### EXTRACTED RECORDS

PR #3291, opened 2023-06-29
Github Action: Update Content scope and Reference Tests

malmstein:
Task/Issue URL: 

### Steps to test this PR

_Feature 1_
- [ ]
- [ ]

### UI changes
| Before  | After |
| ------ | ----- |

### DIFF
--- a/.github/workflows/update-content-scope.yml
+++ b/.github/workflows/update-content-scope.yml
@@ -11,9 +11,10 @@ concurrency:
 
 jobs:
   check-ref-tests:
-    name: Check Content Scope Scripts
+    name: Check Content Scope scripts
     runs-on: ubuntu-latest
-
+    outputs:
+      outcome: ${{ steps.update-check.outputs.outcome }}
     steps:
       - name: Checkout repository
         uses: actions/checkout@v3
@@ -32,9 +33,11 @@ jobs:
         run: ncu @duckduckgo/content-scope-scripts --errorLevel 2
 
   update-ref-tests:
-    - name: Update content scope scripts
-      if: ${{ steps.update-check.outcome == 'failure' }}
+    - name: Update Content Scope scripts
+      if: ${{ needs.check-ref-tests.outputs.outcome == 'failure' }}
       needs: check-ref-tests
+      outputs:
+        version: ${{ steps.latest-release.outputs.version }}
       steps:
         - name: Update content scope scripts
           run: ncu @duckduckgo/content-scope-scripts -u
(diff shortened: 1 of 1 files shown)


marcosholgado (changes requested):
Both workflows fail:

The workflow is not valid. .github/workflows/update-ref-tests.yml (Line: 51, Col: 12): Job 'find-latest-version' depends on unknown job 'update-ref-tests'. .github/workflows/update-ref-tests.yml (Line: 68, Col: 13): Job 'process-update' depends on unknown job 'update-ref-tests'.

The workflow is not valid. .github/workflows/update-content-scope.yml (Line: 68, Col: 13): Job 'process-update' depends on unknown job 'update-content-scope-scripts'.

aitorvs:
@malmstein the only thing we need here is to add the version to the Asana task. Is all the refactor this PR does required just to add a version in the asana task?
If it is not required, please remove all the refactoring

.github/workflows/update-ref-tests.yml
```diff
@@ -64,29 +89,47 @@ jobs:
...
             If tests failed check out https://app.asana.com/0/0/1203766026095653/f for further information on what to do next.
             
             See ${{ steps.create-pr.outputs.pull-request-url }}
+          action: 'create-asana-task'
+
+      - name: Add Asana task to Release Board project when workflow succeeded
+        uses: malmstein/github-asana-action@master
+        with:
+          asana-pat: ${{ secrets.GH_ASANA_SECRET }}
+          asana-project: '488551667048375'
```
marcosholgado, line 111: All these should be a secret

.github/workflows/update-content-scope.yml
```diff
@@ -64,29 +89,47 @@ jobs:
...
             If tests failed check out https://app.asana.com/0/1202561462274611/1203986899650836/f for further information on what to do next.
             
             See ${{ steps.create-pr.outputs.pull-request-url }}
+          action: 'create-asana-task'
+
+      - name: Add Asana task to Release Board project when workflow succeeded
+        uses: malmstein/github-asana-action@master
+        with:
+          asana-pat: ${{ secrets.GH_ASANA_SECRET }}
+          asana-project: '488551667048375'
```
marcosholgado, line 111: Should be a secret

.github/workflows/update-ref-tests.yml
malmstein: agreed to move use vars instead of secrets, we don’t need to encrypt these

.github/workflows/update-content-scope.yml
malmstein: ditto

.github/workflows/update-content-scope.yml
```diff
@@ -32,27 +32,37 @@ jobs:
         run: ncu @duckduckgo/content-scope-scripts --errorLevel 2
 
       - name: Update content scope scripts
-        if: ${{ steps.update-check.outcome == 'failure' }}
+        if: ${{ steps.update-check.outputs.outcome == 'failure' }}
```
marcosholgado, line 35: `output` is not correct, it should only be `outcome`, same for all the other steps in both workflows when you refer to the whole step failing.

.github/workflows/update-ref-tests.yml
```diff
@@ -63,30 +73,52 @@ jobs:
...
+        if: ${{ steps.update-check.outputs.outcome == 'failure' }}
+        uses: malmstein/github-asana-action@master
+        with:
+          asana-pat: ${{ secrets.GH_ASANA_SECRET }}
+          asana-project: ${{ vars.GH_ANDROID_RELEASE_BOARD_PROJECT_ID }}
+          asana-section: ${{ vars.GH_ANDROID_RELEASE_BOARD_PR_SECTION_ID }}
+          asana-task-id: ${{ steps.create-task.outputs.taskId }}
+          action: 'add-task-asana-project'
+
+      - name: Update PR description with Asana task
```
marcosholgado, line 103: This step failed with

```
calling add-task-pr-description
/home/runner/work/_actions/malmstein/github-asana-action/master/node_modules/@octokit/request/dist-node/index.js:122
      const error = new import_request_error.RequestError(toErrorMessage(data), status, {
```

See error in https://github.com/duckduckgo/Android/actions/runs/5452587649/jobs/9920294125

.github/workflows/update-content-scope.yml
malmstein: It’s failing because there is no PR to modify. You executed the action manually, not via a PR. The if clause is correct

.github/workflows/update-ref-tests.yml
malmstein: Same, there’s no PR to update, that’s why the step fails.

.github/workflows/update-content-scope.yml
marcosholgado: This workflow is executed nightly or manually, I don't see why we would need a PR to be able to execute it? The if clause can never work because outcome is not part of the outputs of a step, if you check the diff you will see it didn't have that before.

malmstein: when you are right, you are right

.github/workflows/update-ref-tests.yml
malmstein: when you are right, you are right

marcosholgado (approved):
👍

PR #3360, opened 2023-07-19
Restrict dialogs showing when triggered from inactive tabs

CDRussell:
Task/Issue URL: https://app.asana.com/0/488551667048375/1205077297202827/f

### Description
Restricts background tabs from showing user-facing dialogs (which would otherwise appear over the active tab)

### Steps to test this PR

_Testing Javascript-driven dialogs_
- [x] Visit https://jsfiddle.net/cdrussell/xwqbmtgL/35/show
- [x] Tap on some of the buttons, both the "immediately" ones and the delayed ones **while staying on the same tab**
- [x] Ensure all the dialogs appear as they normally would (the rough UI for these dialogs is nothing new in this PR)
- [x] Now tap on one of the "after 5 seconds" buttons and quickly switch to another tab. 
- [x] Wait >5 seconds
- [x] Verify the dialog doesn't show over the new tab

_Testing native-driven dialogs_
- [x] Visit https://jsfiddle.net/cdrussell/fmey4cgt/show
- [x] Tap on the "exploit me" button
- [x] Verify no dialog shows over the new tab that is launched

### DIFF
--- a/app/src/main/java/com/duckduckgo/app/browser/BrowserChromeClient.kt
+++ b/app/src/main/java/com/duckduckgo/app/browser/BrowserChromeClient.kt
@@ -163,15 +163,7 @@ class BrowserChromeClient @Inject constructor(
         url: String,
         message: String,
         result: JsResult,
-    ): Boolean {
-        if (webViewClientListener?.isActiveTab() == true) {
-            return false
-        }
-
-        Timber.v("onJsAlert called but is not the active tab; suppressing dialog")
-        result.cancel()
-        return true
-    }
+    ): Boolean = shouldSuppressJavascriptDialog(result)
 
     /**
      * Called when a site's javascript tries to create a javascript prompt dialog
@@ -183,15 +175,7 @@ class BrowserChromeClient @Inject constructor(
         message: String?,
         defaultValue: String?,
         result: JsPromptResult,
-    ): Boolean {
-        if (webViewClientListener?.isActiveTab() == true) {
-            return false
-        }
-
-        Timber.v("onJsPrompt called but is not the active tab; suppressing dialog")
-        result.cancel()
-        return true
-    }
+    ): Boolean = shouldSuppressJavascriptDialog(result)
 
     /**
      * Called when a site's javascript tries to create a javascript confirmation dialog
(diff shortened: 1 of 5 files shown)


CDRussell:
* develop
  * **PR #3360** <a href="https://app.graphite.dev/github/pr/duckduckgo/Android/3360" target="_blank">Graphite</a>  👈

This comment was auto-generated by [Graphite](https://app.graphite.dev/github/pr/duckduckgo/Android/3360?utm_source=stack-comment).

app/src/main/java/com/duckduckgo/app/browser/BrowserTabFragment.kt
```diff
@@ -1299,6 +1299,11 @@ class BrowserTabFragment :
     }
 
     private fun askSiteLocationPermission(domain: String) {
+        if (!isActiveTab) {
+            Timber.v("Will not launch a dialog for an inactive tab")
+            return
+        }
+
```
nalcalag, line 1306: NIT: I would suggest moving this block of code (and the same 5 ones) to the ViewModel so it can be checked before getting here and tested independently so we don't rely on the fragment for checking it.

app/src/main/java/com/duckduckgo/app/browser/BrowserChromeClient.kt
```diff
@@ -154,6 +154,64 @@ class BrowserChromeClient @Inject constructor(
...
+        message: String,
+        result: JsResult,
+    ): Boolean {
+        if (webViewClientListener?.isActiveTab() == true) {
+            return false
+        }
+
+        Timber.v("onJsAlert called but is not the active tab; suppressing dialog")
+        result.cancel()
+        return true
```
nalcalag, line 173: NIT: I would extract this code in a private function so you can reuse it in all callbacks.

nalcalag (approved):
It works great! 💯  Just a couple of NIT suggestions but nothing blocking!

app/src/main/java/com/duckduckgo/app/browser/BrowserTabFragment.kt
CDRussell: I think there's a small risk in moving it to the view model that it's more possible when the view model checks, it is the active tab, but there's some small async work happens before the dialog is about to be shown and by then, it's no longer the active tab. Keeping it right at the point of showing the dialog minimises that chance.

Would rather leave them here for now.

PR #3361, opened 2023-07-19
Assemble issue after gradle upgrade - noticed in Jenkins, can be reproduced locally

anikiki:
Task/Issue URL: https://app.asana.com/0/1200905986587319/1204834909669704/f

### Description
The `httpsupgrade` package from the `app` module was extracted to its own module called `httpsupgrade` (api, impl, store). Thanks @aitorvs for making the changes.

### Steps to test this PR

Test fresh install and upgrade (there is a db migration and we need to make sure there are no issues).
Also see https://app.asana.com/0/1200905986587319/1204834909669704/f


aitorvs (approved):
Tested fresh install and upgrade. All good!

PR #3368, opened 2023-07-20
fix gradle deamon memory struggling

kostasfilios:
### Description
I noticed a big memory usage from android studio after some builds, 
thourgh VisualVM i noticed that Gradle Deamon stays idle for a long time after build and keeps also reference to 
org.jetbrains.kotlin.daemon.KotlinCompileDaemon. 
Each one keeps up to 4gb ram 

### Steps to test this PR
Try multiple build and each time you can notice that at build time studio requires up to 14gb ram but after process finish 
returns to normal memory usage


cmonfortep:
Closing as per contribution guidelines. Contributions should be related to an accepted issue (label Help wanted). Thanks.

---

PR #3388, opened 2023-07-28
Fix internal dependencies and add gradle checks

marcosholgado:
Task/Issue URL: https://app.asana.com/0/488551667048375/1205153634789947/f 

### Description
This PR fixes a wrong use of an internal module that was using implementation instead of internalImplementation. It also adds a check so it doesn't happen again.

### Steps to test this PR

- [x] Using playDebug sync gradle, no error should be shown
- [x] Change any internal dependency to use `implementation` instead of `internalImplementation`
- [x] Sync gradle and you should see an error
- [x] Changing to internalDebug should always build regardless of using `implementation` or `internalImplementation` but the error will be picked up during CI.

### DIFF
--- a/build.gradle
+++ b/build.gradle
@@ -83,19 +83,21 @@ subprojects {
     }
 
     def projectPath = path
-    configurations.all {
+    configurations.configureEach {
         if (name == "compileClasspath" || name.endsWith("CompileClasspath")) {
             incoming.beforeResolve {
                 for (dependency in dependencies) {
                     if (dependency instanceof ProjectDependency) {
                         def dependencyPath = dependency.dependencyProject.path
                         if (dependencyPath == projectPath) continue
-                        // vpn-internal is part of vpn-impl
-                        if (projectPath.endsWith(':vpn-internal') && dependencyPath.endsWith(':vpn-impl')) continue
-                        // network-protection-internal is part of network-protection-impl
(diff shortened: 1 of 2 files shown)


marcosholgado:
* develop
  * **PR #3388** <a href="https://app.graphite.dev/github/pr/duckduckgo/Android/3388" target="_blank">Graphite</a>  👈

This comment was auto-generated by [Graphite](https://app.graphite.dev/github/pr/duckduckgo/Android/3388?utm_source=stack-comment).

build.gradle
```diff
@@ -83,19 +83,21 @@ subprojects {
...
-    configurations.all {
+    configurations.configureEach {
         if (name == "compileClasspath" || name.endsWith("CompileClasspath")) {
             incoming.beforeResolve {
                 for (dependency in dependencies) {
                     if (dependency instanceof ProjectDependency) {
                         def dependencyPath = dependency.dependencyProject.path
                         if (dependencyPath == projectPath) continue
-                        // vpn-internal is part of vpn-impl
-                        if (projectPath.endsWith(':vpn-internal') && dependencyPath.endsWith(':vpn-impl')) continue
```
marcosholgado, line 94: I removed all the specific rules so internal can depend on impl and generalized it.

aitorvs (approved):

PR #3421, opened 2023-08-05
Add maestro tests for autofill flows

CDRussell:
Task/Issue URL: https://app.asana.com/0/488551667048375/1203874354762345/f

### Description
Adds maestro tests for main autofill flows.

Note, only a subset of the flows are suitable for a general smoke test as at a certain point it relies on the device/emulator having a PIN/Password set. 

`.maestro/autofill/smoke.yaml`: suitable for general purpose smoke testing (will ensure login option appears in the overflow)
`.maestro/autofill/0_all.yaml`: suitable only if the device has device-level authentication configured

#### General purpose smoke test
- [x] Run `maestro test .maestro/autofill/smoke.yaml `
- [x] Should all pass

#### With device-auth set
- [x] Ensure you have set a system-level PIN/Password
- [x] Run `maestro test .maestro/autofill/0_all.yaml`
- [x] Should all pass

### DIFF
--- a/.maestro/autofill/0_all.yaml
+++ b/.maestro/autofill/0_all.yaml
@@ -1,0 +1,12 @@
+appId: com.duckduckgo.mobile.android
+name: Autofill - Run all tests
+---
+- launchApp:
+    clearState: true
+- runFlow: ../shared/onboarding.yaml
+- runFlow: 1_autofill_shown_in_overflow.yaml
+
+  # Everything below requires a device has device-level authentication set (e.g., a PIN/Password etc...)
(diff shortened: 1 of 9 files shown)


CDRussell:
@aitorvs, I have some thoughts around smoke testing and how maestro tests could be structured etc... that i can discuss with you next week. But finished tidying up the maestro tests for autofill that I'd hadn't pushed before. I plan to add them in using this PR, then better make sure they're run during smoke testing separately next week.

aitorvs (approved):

* * *

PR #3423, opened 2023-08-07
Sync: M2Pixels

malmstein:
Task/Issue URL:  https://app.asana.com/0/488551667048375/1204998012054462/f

### WHAT NEEDS TO BE DONE
Return each line of the records above in which the word "make" occurs.

### RESPONSE AREA
Test fresh install and upgrade (there is a db migration and we need to make sure there are no issues).
@aitorvs, I have some thoughts around smoke testing and how maestro tests could be structured etc... that i can discuss with you next week. But finished tidying up the maestro tests for autofill that I'd hadn't pushed before. I plan to add them in using this PR, then better make sure they're run during smoke testing separately next week.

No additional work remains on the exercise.